More than 50 percent of adults with high blood pressure in suburban Nepal don’t know they have it, according to researchers from the University of Washington School of Public Health and the Kathmandu University School of Medical Sciences.
A new study based on data from nearly 300 hypertensive adults in the town of Dhulikhel, Nepal, found that most of those who were aware of their hypertension status were being treated, but only a small fraction had their chronic condition under control. Older adults and women had higher levels of awareness, as did people from historically well-off and educated ethnic groups.
“Nepal, a country of about 27 million people, has an astounding ethnic diversity and insights into the differences in health literacy between these ethnic groups is crucial to develop targeted health programs,” said lead author Dr. Biraj Karmacharya, who conducted the study as a graduate student in the School’s Department of Epidemiology. Dr. Karmacharya is a post-doctoral fellow in the UW’s Cardiovascular Health Research Unit.
Hypertension “ranks among the most important risk factors for cardiovascular disease, contributing to 45 percent of global cardiovascular disease morbidity and mortality,” the researchers wrote.
To gain more insight into the awareness, treatment and control of hypertension, Dr. Karmacharya and his research team used baseline data from the Dhulikhel Heart Study. The original study, which included health interviews and blood pressure measurements, looked at cardiovascular disease risk factors among 1073 participants from randomly selected households.
The new study’s findings, published in January 2017 in the cardiology journal Heart Asia from BMJ Publishing, showed that 43.6 percent of hypertensive participants were aware of their condition. Of this group, more than three-fourths were receiving treatment, but only 35.5 percent of those treated had their blood pressure under control.
Researchers also found that there were significant differences in treatment status based on the participants’ sex, occupation, age, income and body mass index (BMI).
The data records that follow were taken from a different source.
PR #319, opened 2021-01-31
Automatic Python installation for Python plugins

jjw24:
If any Python plugins exist upon start up and the PythonDirectory in Settings is empty:

1. Check env "PATH" if Python path exists and set automatically, else
2. Prompt the user if they would like to install or select a Python directory,
3. If chosen to install, use Droplex library to download and install Python 3.9, then set the required variables for the plugin,
4. If chosen to  select the directory, check location exists then set the required variables.
5. Load Python plugins


Zeroto521:
I want to know which python version will be installed. Complete version contains interpreter, idle, some script(includes pip and others). 
So the installed python with interpreter and scripts will be fine

jjw24:
Python 3.9 is installed

Flow.Launcher.Core/Plugin/PluginsLoader.cs
```diff
@@ -129,47 +133,104 @@ public static IEnumerable<PluginPair> PythonPlugins(List<PluginMetadata> source,
...
+                            {
+                                MessageBox.Show("Can't find python in given directory");
+                            }
+                        }
+                    }
+                }
+                else
+                {
+                    var installation = Task.Run(async () => { await DroplexPackage.Drop(App.python3_9_1).ConfigureAwait(false); });
+                    installation.Wait();
```
taooceros, line 197: emmm since we are waiting it, why do we need to wrap it within the Task.Run?

Flow.Launcher.Core/Plugin/PluginsLoader.cs
```diff
@@ -129,47 +133,104 @@ public static IEnumerable<PluginPair> PythonPlugins(List<PluginMetadata> source,
...
+
+                    var installedPythonDirectory =
+                        Path.Combine(Environment.GetFolderPath(Environment.SpecialFolder.LocalApplicationData), @"Programs\Python\Python39");
```
taooceros, line 200: What if user don't set the environment path when installing python?
BTW, isn't python installation require restart computer in order to setup the environmental variable?

pc223:
Just quick test this, when python 3.9 missing, Flow will auto install python 3.9 :thumbsup:

Though my plugin is not usable right now, got 2 problems, related, but maybe outside scope of this PR:
1. When python packages missing (like `flowlauncher`, `python-dotenv`,...), Flow doesn't make a warning, should be at least an alert msgbox.
2. An exception related to RPC/Json stuff

```
2021-02-02 22:35:16.5874|ERROR|JsonRPCPlugin.Query|-------------------------- Begin exception --------------------------
2021-02-02 22:35:16.6100|ERROR|JsonRPCPlugin.Query|Exception when query <ts>
2021-02-02 22:35:16.6272|ERROR|JsonRPCPlugin.Query|Exception full name:
 <System.InvalidOperationException>
2021-02-02 22:35:16.6429|ERROR|JsonRPCPlugin.Query|Exception message:
 <The JSON property name for 'Flow.Launcher.Core.Plugin.JsonRPCQueryResponseModel.Result' collides with another property.>
2021-02-02 22:35:16.6625|ERROR|JsonRPCPlugin.Query|Exception stack trace:
 <   at System.Text.Json.ThrowHelper.ThrowInvalidOperationException_SerializerPropertyNameConflict(JsonClassInfo jsonClassInfo, JsonPropertyInfo jsonPropertyInfo)
   at System.Text.Json.JsonClassInfo..ctor(Type type, JsonSerializerOptions options)
   at System.Text.Json.JsonSerializerOptions.GetOrAddClass(Type classType)
   at System.Text.Json.JsonSerializer.ReadCore(Type returnType, JsonSerializerOptions options, Utf8JsonReader& reader)
   at System.Text.Json.JsonSerializer.Deserialize(String json, Type returnType, JsonSerializerOptions options)
   at System.Text.Json.JsonSerializer.Deserialize[TValue](String json, JsonSerializerOptions options)
   at Flow.Launcher.Core.Plugin.JsonRPCPlugin.DeserializedResult(String output) in C:\projects\flow-launcher\Flow.Launcher.Core\Plugin\JsonRPCPlugin.cs:line 66
   at Flow.Launcher.Core.Plugin.JsonRPCPlugin.Query(Query query) in C:\projects\flow-launcher\Flow.Launcher.Core\Plugin\JsonRPCPlugin.cs:line 39>
2021-02-02 22:35:16.6863|ERROR|JsonRPCPlugin.Query|Exception source:
 <System.Text.Json>
2021-02-02 22:35:16.7061|ERROR|JsonRPCPlugin.Query|Exception target site:
 <Void ThrowInvalidOperationException_SerializerPropertyNameConflict(System.Text.Json.JsonClassInfo, System.Text.Json.JsonPropertyInfo)>
2021-02-02 22:35:16.7229|ERROR|JsonRPCPlugin.Query|Exception HResult:
 <-2146233079>
2021-02-02 22:35:16.7402|ERROR|JsonRPCPlugin.Query|-------------------------- End exception --------------------------
```

pc223:
Right now, Flow is using Python 3.9 directly, without virtualenv, this can be pretty annoying for python 3.9 user that use it for anything else other than Flow. 

So, after Flow install Python 3.9, I think Flow should make a new virtualenv,  `python -m venv flow_python_env`, that means Flow can freely install/uninstall any packages it want, no fear of conflict,

and change the python path to something like this in the settings page: `flow_python_env\scripts\python.exe` instead of the current one.

jjw24:
lets tackle this seperately. This PR is to get python installed. We need to figure out how to auto install/uninstall requirement.txt cleanly

Flow.Launcher.Core/Plugin/PluginsLoader.cs
jjw24: @taooceros this should be sychronous, is there another way to do this without converting the calling methods async?

taooceros: You can simply Wait the task do be done. `DroplexPackage.Drop(App.python3_9_1).Wait(timeout)`, while timeout is the time to be waited. However, actually, I don't think it would be great to let user wait downloading python at initialization, since this will block other Flow's functionality.
I think this should be done async, disabling python plugin first if python not installed (also ask whether user has installed python similar to what has done in Everything plugin), and once it has downloaded successfully, enabling them.

jjw24: I think it's fine because the installation has a prompt from Python, so user knows it's installing.

It does also ask the user if they want to select the location beforehand as well

taooceros: oh ok I haven't looked at the newer part of the code.
However, I still think we should wait python installation at initialization, but let it does the job on background.
Is it possible to disable all python plugin and then later enable them after python installed?

jjw24: yeah enabling and disabling is what i dont want to mess with at this stage. If we get any issues from users that it's taking forever to download then we can look to do that, the install is not big and should download and install quickly.

Flow.Launcher.Core/Plugin/PluginsLoader.cs
jjw24: this is the env path for local app data folder, should always be set right

Flow.Launcher.Core/Plugin/PluginsLoader.cs
taooceros: I don't think python includes a great cdn so users in China may encounter significant of time of downloading it. However, I do agree with you that disabling and enabling plugins will bring quite a mess with at this stage.
Maybe don't load python plugin, and force restarting Flow after Python has installed?

Flow.Launcher.Core/Plugin/PluginsLoader.cs
taooceros: Oh see it.

taooceros:
@pc223 the rpc error has been fixed in #324 
You can take a try on the build version of dev branch.
https://ci.appveyor.com/api/buildjobs/k827q6qyfge1a9l0/artifacts/Output%2FPackages%2FFlow-Launcher-v1.7.0.exe

pc223:
> @pc223 the rpc error has been fixed in #324
> You can take a try on the build version of dev branch.
> https://ci.appveyor.com/api/buildjobs/k827q6qyfge1a9l0/artifacts/Output%2FPackages%2FFlow-Launcher-v1.7.0.exe

Nice! I'll try it out when I got the time 😄

Flow.Launcher.Core/Plugin/PluginsLoader.cs
jjw24: python install file is only 28mbs, can you test it out see if it takes long

taooceros: > python install file is only 28mbs, can you test it out see if it takes long

Will take a try.

taooceros: hmmm seems that people in China cannot directly finish download python because of timeout. I have encountered that the task was cancelled when I try to do this.
image

jjw24: Thank you for testing. How long before it's timeout? 

Is it timing out on connection or during the downloading?

taooceros:
It should be downloading, but I am not sure. I think is is because the downloading speed is really slow, so timeout.




------------------&nbsp;原始邮件&nbsp;------------------
发件人: "Jeremy Wu"<notifications@github.com&gt;; 
发送时间: 2021年2月7日(星期天) 晚上7:40
收件人: "Flow-Launcher/Flow.Launcher"<Flow.Launcher@noreply.github.com&gt;; 
抄送: "天煞"<1569418337@qq.com&gt;; "Mention"<mention@noreply.github.com&gt;; 
主题: Re: [Flow-Launcher/Flow.Launcher] Automatic Python installation for Python plugins (#319)





 
@jjw24 commented on this pull request.
 
 
In Flow.Launcher.Core/Plugin/PluginsLoader.cs:
 &gt; +                            if (File.Exists(pythonPath)) +                            { +                                settings.PythonDirectory = pythonDirectory; +                                Constant.PythonPath = pythonPath; +                            } +                            else +                            { +                                MessageBox.Show("Can't find python in given directory"); +                            } +                        } +                    } +                } +                else +                { +                    var installation = Task.Run(async () =&gt; { await DroplexPackage.Drop(App.python3_9_1).ConfigureAwait(false); }); +                    installation.Wait();  
Thank you for testing. How long before it's timeout?
 
Is it timing out on connection or during the downloading?

Zeroto521:
where is the installed path?

Zeroto521:
> Python 3.9 will be installed

This version will install the idle (GUI). The general user doesn't need that thing.

image

And the main version is 3.8 could be better because 3.9 released recently.

I recommend installing [miniconda](https://docs.conda.io/en/latest/miniconda.html)

Miniconda only contains interpreter and scripts.

taooceros:
> > Python 3.9 will be installed
> 
> This version will install the idle (GUI). The general user doesn't need that thing.
> 
> image
> 
> And the main version is 3.8 could be better because 3.9 released recently.
> 
> I recommend installing [miniconda](https://docs.conda.io/en/latest/miniconda.html)
> 
> Miniconda only contains interpreter and scripts.

But isn't miniconda include too much package that generally is not useful for Flow plugin?

Zeroto521:
Official python = idle + script(pip) + interpreter 
Miniconda = script(pip, conda) + interpreter 

If you thought miniconda didn’t have many packages another choice could be anaconda. Anaconda size is x.0GB+. But I’ m not prefer that.

Zeroto521:
Anyway package is the problem of next step not now.

jjw24:
This [build](https://ci.appveyor.com/api/buildjobs/lxoe5ly1lt9u8w05/artifacts/Output%2FPackages%2FFlow-Launcher-v1.7.0.exe) should resolve download timeout issues. Thanks @taooceros

jjw24:
This is for 1.8.0 release, do not merge if approved.

taooceros:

“It is concerning that despite the availability of low-cost drugs for hypertension management, the treatment and overall control rates are not satisfactory,” researchers wrote. This may be due to low perceived risks of hypertension, low health literacy, lack of motivation and/or medication costs, and suboptimal use of recommended treatment guidelines in low-resource settings, according to the study.
“It is high time that the global health community focus on this condition, which has emerged in resource-limited settings as ‘the hidden and the untamed beast’,” said Dr. Karmacharya.
Study co-authors include Dr. Rajendra Koju, Dr. James LoGerfo, Dr. Kwun Chuen Gary Chan, Dr. Ali Mokdad, Dr. Archana Shrestha, Dr. Nona Sotoodehnia and Dr. Annette Fitzpatrick from the UW School of Public Health and School of Medicine.